Let $M \subset \mathbb{C}^n $ be an algebraic $n-1$-dimensional manifold given as vanishing hypersurface of a polynomial $F \in \mathbb{C}[x_1,..., x_n]$ of degree $d \ge 2$. The smoothness of $M$ can be characterized in pure algebraic terms by requiring that the gradient / normal vector $n_M(p):= (\frac{dF}{dx_1}(p), ..., \frac{dF}{dx_n}(p))$ is not zero for every $p \in M$. Note that since we assumed that $F$ has degree $d \ge 2$, $M$ is not a linear subspace and therefore $n_M(p)$ is not constant. We call $M \to \mathbb{C}^n, \ p \mapsto n_M(p) $ the Gauss map.
Question: Why is it true that the restriction of the gradient $n_M$ to every algebraic curve $C \subset M$, ie $1$-dimensional algebraic submanifold, is not constant? I found a projective form of this claim in J. Harris' First Course in Algebraic Geometry at the end of page 188. There is clamed that the Gauss map
$$ \mathcal{G}_M: M \to \mathbb{P}^{n*}, \ \ p \mapsto [\frac{dF}{dx_1}(p): ... : \frac{dF}{dx_n}(p)]$$
is finite. Obviousy that's equivalent to the claim avove that no curve is contracted to a single point.
What I tried so far: the claim is that to every algebraic curve $C \subset M$ the composition $ C \hookrightarrow M \xrightarrow{n_M} \mathbb{C}^n $ cannot be constant.
Let $p \in M$ and $C$ a curve embedded in $M$ through $p$. Since $C$ is a $1$-algebraic manifold We can $C$ parametrize locally via a chart map $c: (- \epsilon, \epsilon) \to C, t \mapsto c(t):= (c_1(t),..., c_n(t)), c(0)=p$, for appropriate polynomials $c_k(t) \in \mathbb{C}[t]$. Since $ C \subset M$, the composition $F \circ c: t \mapsto F(c(t))$ is zero and therefore it's derivative $(F \circ c)'(t)= F'(c(t)) \cdot c'(t)$ is zero too. Note that $F'(p)= n_M(p)$ and $c'(t)$ is a non-zero tangent vector of $M$ at $c(t)$.

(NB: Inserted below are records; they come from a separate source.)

PR #1852, opened 2023-10-24
Add support for the JSON.MERGE command 

### LINKED ISSUE #1815: Add support for the JSON.MERGE command

2rueSid:
support JSON.MERGE, this closes https://github.com/apache/kvrocks/issues/1815

[JSON.MERGE](https://redis.io/commands/json.merge/)

It's a bit messy, so I added comments. (After review I may remove them)

handling of the null value is a bit tricky so I utilize these commands to do this:
- [make expression](https://github.com/danielaparker/jsoncons/blob/master/doc/ref/jsonpath/make_expression.md)
- [flatten](https://github.com/danielaparker/jsoncons/blob/master/doc/ref/jsonpath/flatten.md)

Also here is info about [mergepatch](https://github.com/danielaparker/jsoncons/blob/master/doc/ref/mergepatch/mergepatch.md)

Mostly for references I used the original command: [JSON.MERGE](https://github.com/RedisJSON/RedisJSON/blob/90ba30273ce0dcd3e7a91704f7f4900b1e5a8c4a/redis_json/src/commands.rs#L237)

please review @mapleFU @PragmaTwice @torwig


src/types/json.h
```diff
@@ -224,4 +301,4 @@ struct JsonValue {
   ~JsonValue() = default;
 
   jsoncons::json value;
-};
+};
```
```suggestion
};

```

src/types/json.h
```diff
@@ -215,6 +218,80 @@ struct JsonValue {
...
   }
 
+  StatusOr<bool> Merge(const std::string_view path, const std::string &merge_value) {
+    bool is_updated = false;
+    const std::string json_root_path = "$";
+    try {
+      jsoncons::json patch_value = jsoncons::json::parse(merge_value);
+      bool not_exists = jsoncons::jsonpath::json_query(value, path).empty();
+
+      if (path == json_root_path || not_exists) {
```
git-hulk: I guess the meaning of `non-existing keys the path must be $` is when the key is NOT found instead of path. That said:

```
// Bad
$ JSON.MERGE no_exists_key $.a '{}'
// Good, will create key `no_exists_key`
$ JSON.MERGE no_exists_key $ '{}'
// Good if the object path is missing
$ JSON.MERGE exists_key $.a '1'

```

src/types/json.h
```diff
@@ -215,6 +218,80 @@ struct JsonValue {
...
+    }
+
+    jsoncons::json result = value;
+    for (auto it = parts.rbegin(); it != parts.rend(); ++it) {
+      jsoncons::json obj;
+      obj[*it] = result;
+      result = obj;
+    }
+
+    return result;
```
PragmaTwice: Seems it is not general enough, e.g. it cannot process path like `$[0]`, `$["hello"]` or `$..a`. 
I think here we can just use `Get`.

2rueSid: Sorry, I was busy the last couple of days. Now, I can finally finish it.

What exactly do you mean by `I think here we can just use Get.`?
I was thinking about extracting keys from a string and using jsonpointer to create an object. However, it still won't handle all possible grammar.

PragmaTwice: I mean maybe we can just use `jsonpath::json_query` here (as well as `JsonValue::Get`).

2rueSid: A brief update: I have researched a bit, and it appears that we might require the path parser.

The function `jsonpath::json_query` can return a normalized path instead of a value, but only if a value exists at that path. The same applies to `jsonpath::json_replace`—it operates only when a value exists.

Moreover, the parser could be beneficial for the Set function, as it currently cannot process the following expression:
```bash
127.0.0.1:6666> JSON.SET doc $ '{"a":2}'
OK
127.0.0.1:6666> JSON.SET doc $.b '8'
OK
127.0.0.1:6666> JSON.GET doc $
"[{\"a\":2}]"
```

Ideally, in the `Merge()` function, we should invoke the `Set()` function for this case, I presume.

I will also reach out to the maintainer of `jsoncons` to check whether there is a more elegant implementation of this.

PragmaTwice: Oh, I check the document of JSON.MERGE and now get your point.

I think currently you can just implement the one that is supported by jsoncons (specifically, the case when a value exists in the jsonpath provided by the user, which can be handled by `json_query`) and return some error message in other cases. (you can add a `TODO` comment in the code.)

And after this PR being merged, you can try to cover more cases if you are interested. 

And of course it  is a great idea to open a discussion or issue in the jsoncons community to address this problem : )

2rueSid: I've updated the method slightly and added a TODO comment. I've also initiated a discussion https://github.com/danielaparker/jsoncons/discussions/468

I will attempt to implement this in a separate pull request, as it could be quite complex.

src/types/redis_json.cc
```diff
@@ -91,6 +91,14 @@ rocksdb::Status Json::Info(const std::string &user_key, JsonStorageFormat *stora
   return rocksdb::Status::OK();
 }
 
+rocksdb::Status Json::create(const std::string &ns_key, JsonMetadata metadata, const std::string &value) {
```
PragmaTwice:
```suggestion
rocksdb::Status Json::create(const std::string &ns_key, JsonMetadata &metadata, const std::string &value) {
```

I prefer lvalue reference or pointer since it will be changed in `write`.

2rueSid: yes, it's a good point.

PragmaTwice:
Seems you also need to change the method declaration to make it pass the compiler.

We obtain the non suprising fact that the normal vector $F'(p)=n_M(p)$ of $M$ is perpendicular to tangent vector $c'(t)$ along the curve $c(t)$. Assume that $n_M(p)$ is constant along $c(t)$.
If we can show that every curve $C$ in $M$ through $p$ is not contained it the affine space $p+ T_p M \cong p +\mathbb{C}^{n-1}$, we win but I not see any plausible reason for this to be true.
This is certainly false. Consider the cylinder $x^2+y^2=1$ in $\Bbb C^3$. (Any developable ruled surface will do.)